**Problem details**.
Would you restate the entries below exactly, keeping every line?

**Given information**.
Issue #37, opened 2019-06-07
Load population parameters from CSV


Yuri05:
Format:
\#comment line 1
...
\#comment line N
"IndividualId","Gender","RaceIndex","Population Name","Parameter path 1 [unit]"..."Parameter path N [unit]"

e.g.
![grafik](https://user-images.githubusercontent.com/25061876/59118425-6405c700-8950-11e9-9575-0de496c90184.png)

PR #157, opened 2019-09-10
WIP #37 load population parameters from CSV

msevestre:


msevestre:
@all: I am not sure exactly that I understand how a population will be used in R.
I see so far two use cases
* Directly loaded from PKSim using parameters such as Gender, Species, Ethnicity etc.. (Similar to what we have now in Matlab.). This option will only be available on Windows provided that PKSim ins installed (prio2 for now)
* Loaded from a CSV file. This is what this PR is implementing

What properties of a simulation do we need? Can I get some example of use cases

Off the top of my head I see the need for
* Get the number of individual in a population
* Get the list of all parmaeter paths that define variability in the population

### Maybe
* Remove one individual ? 
* Remove one parameter from being varied in the population (similar to removing a column in the csv)
* Adding a new parameter variability?
* Updating a parameter variability?

Please feedback

R/population.R
```diff
@@ -0,0 +1,25 @@
...
+#' \describe{
+#'   \count{containerType}{Type of container}
+#'   }
+#'
+Population <- R6::R6Class(
+  "Population",
+  inherit = DotNetWrapper,
+  active = list(
+    count = function(value) {
+      private$wrapReadOnlyProperties("Count", value)
```
msevestre: Exposing only the `count` property for now. Let's discuss what we need here

R/utilities-population.R
```diff
@@ -0,0 +1,8 @@
+#' @export
+loadPopulation <- function(fileName, simulation) {
+  validateIsOfType(simulation, "Simulation")
+  validateIsString(fileName)
+  populationImporter <- getNetTask("PopulationImporter")
+  population <- rClr::clrCall(populationImporter, "ImportPopulation", fileName, simulation$ref)
```
msevestre: This is in fact not really a population but a `bag` of parmaeter values by path. Because I do not think we will have a Population object in R, I think it makes sense to call this `bag` a population unless you see a problem

R/utilities-population.R
```diff
@@ -0,0 +1,8 @@
+#' @export
+loadPopulation <- function(fileName, simulation) {
```
msevestre: Note: Loading a population from file requires a simulation. Why? Because we need to be able to check that the file does not contain unknown parameters and also that we can remove the [unit] if part of the exported path, as it is now the default coming from PKSim. For that, we need a simulation to be able to retrieve valid parameter instances

tests/dev/script.R
```diff
@@ -12,23 +12,27 @@ addOutputs(parameter, simulation = sim)
 # parameter <- getParameter("Organism|Liver|Volume", sim)
 # print(parameter)
 
-results <- runSimulation(sim)
-exportResultsToCSV(results, sim, "C:/temp/export/results.csv")
 
-pkAnalyses <- calculatePKAnalyses(results, sim)
+population <- loadPopulation("C:/projects/OSPSuite-R/tests/data/pop_10.csv", sim)
```
msevestre: Example of population load. All the magic, parsing etc.. happens in Core

msevestre:
@StephanSchaller Maybe you could also explain how you would like, in an ideal world, to use a population in R

KatrinCoboeken:
So far it looks good to me.

Will it be possible to add parameters, which are part of the simulation but normally constant?
For example  add the dose as population parameter? We do this in the current implementation of the reporting engine if we have a dose wich is adjusted by body weight  range ( between 2 and 3 kg 1 mg, between 3 and 5 kg 1.2 ,....)

In the current application we add sometimes also parameters which are not part of the simulationfile, this parameters are then not used for the simulation but to generate plots like fraction unbound vs age, fraction unbound is than somthing calculated by the other parameters like the ontigeny factors. In princip same as BMI and BW.

R/utilities-population.R
PavelBal: I don't really like this. The "population" - which is just a set of parameters - is not really bound to any specific simulation. So in theory I could apply the same population to different simulation.

Also, at the moment, the simulation for which the population is loaded is not stored anywhere, right? So after loading the population for the simulation `sim1` I could apply it (though we still do not know how) to another simulation `sim2`?

> we can remove the [unit] if part of the exported path, as it is now the default coming from PKSim.

I assume that the values coming from PK-Sim are always in default units? In that case, we can just remove the unit part.

Also I do not see a problem if a population contains parameters that are not in the simulation.

msevestre: I agree this is not ideal.  However there is no way otherwise to check the validity of parameters. It becomes important because  your statement `In that case, we can just remove the unit part.` is not accurate

Unfortunately, some parameters have [UNIT] in their name!! (@Yuri05 why is this allowed again) so one cannot simply remove the [xx] part of the name. 

If I remove it all the time, some parameters won't be found. If I never remove it, no parameters will ever be found.

>Also I do not see a problem if a population contains parameters that are not in the simulation.

No that's ok. However a population that only has parameter that do not exist is useless. 

I am not sure what's the best way forward here. In PKSim we don't have the issue because s you alwyas have to select an individual to load a population from csv (which gives us the structure)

**Problem solution**.
Issue #37, opened 2019-06-07
Load population parameters from CSV


Yuri05:
Format:
\#comment line 1
...
\#comment line N
"IndividualId","Gender","RaceIndex","Population Name","Parameter path 1 [unit]"..."Parameter path N [unit]"

e.g.
![grafik](https://user-images.githubusercontent.com/25061876/59118425-6405c700-8950-11e9-9575-0de496c90184.png)

PR #157, opened 2019-09-10
WIP #37 load population parameters from CSV

msevestre:


msevestre:
@all: I am not sure exactly that I understand how a population will be used in R.
I see so far two use cases
* Directly loaded from PKSim using parameters such as Gender, Species, Ethnicity etc.. (Similar to what we have now in Matlab.). This option will only be available on Windows provided that PKSim ins installed (prio2 for now)
* Loaded from a CSV file. This is what this PR is implementing

What properties of a simulation do we need? Can I get some example of use cases

Off the top of my head I see the need for
* Get the number of individual in a population
* Get the list of all parmaeter paths that define variability in the population

### Maybe
* Remove one individual ? 
* Remove one parameter from being varied in the population (similar to removing a column in the csv)
* Adding a new parameter variability?
* Updating a parameter variability?

Please feedback

R/population.R
```diff
@@ -0,0 +1,25 @@
...
+#' \describe{
+#'   \count{containerType}{Type of container}
+#'   }
+#'
+Population <- R6::R6Class(
+  "Population",
+  inherit = DotNetWrapper,
+  active = list(
+    count = function(value) {
+      private$wrapReadOnlyProperties("Count", value)
```
msevestre: Exposing only the `count` property for now. Let's discuss what we need here

R/utilities-population.R
```diff
@@ -0,0 +1,8 @@
+#' @export
+loadPopulation <- function(fileName, simulation) {
+  validateIsOfType(simulation, "Simulation")
+  validateIsString(fileName)
+  populationImporter <- getNetTask("PopulationImporter")
+  population <- rClr::clrCall(populationImporter, "ImportPopulation", fileName, simulation$ref)
```
msevestre: This is in fact not really a population but a `bag` of parmaeter values by path. Because I do not think we will have a Population object in R, I think it makes sense to call this `bag` a population unless you see a problem

R/utilities-population.R
```diff
@@ -0,0 +1,8 @@
+#' @export
+loadPopulation <- function(fileName, simulation) {
```
msevestre: Note: Loading a population from file requires a simulation. Why? Because we need to be able to check that the file does not contain unknown parameters and also that we can remove the [unit] if part of the exported path, as it is now the default coming from PKSim. For that, we need a simulation to be able to retrieve valid parameter instances

tests/dev/script.R
```diff
@@ -12,23 +12,27 @@ addOutputs(parameter, simulation = sim)
 # parameter <- getParameter("Organism|Liver|Volume", sim)
 # print(parameter)
 
-results <- runSimulation(sim)
-exportResultsToCSV(results, sim, "C:/temp/export/results.csv")
 
-pkAnalyses <- calculatePKAnalyses(results, sim)
+population <- loadPopulation("C:/projects/OSPSuite-R/tests/data/pop_10.csv", sim)
```
msevestre: Example of population load. All the magic, parsing etc.. happens in Core

msevestre:
@StephanSchaller Maybe you could also explain how you would like, in an ideal world, to use a population in R

KatrinCoboeken:
So far it looks good to me.

Will it be possible to add parameters, which are part of the simulation but normally constant?
For example  add the dose as population parameter? We do this in the current implementation of the reporting engine if we have a dose wich is adjusted by body weight  range ( between 2 and 3 kg 1 mg, between 3 and 5 kg 1.2 ,....)

In the current application we add sometimes also parameters which are not part of the simulationfile, this parameters are then not used for the simulation but to generate plots like fraction unbound vs age, fraction unbound is than somthing calculated by the other parameters like the ontigeny factors. In princip same as BMI and BW.

R/utilities-population.R
PavelBal: I don't really like this. The "population" - which is just a set of parameters - is not really bound to any specific simulation. So in theory I could apply the same population to different simulation.

Also, at the moment, the simulation for which the population is loaded is not stored anywhere, right? So after loading the population for the simulation `sim1` I could apply it (though we still do not know how) to another simulation `sim2`?

> we can remove the [unit] if part of the exported path, as it is now the default coming from PKSim.

I assume that the values coming from PK-Sim are always in default units? In that case, we can just remove the unit part.

Also I do not see a problem if a population contains parameters that are not in the simulation.

msevestre: I agree this is not ideal.  However there is no way otherwise to check the validity of parameters. It becomes important because  your statement `In that case, we can just remove the unit part.` is not accurate

Unfortunately, some parameters have [UNIT] in their name!! (@Yuri05 why is this allowed again) so one cannot simply remove the [xx] part of the name. 

If I remove it all the time, some parameters won't be found. If I never remove it, no parameters will ever be found.

>Also I do not see a problem if a population contains parameters that are not in the simulation.

No that's ok. However a population that only has parameter that do not exist is useless. 

I am not sure what's the best way forward here. In PKSim we don't have the issue because s you alwyas have to select an individual to load a population from csv (which gives us the structure)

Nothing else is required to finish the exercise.